Nicolás Maduro mostró la verdadera catadura moral e intelectual del comunista. Probó que valieron la pena, y en realidad no fueron sacrificio, la lucha antiimperialista de tantos años; las vidas de tantos necios que no comprendían las bondades del marxismo entregadas en su rehabilitación ideológica; las privaciones y muertes por enfermedades causadas por la escasez resultante de la guerra económica librada por el antes “sanguinario Imperio”, en lo adelante, “querido hermano del Norte”; los 25.000 muertos al año caídos a manos de los luchadores sociales antiimperialistas humanistas; las pérdidas por apagones provocados por sabotaje de iguanas y rabipelados enviados por la CIA; los cientos de intentos de magnicidio frustrados a la derecha fascista, la burguesía, la oligarquía, los gringos y los judíos. Valió la pena el tránsito por 15 años de revolución comunista que condujeron a Venezuela a ser la única nación comunista de este hemisferio, de las dos que quedan en el mundo. La otra: Corea del Norte, país conducido por otro ejemplar estadista de 27 años, el gordito Kim Jong Un.

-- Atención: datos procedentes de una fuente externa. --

PR #33, opened 2019-04-19
use fake token service in tests

dsschult:
I didn't fix up any of @blinkdog's scripts, because I didn't want to go down that rabbit hole.  This was only a 3 point card.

Nicolás Maduro probó que Hugo Chávez nos dio patria (aunque murió en la pobreza y dejó en la ruina a su familia, tanto, que han tenido que continuar viviendo en La Casona para no quedar en la calle). Que fue acertado al entregarse y entregar a Venezuela a la sabia conducción de Cuba y los Castro, quienes ahora, como a la hija que llega a la mayoría de edad, la dejan a su suerte en el camino del comunismo que a ellos condujo finalmente al capitalismo, para ser la potencia planetaria soñada por el Comandante Eterno.

Y la revolución bolivariana no decaerá hasta que en cada comuna, en cada círculo bolivariano, en cada sede del PSUV, en cada cuartel, se haya instalado un McDonald's, y hasta que cada venezolano revolucionario antiimperialista pueda beber su whisky diario salpicado con Coca Cola.

¡PATRIA, SOCIALISMO Y DÓLAR! ¡VIVIREMOS Y ENGORDAREMOS!